* [Exercise objective]:
Only the lines from the one containing "Fixed stuck progress bar" to the end of the records should be given again, word for word and in full.

[[ Dataset excerpts, beginning ]]

PR #1365, opened 2022-12-06
Fixed stuck progress bar

RunDevelopment:
This fix consistent of 3 parts:
1. The `percentComplete` state is now the source of truth and the only thing sending to `'set-progress-bar'`.
2. When the current status is "not running", we will (1) reset progress (like before) and (2) never display progress.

[[ Dataset excerpts, end ]]

* [Solution to the problem]:
Fixed stuck progress bar

RunDevelopment:
This fix consistent of 3 parts:
1. The `percentComplete` state is now the source of truth and the only thing sending to `'set-progress-bar'`.
2. When the current status is "not running", we will (1) reset progress (like before) and (2) never display progress.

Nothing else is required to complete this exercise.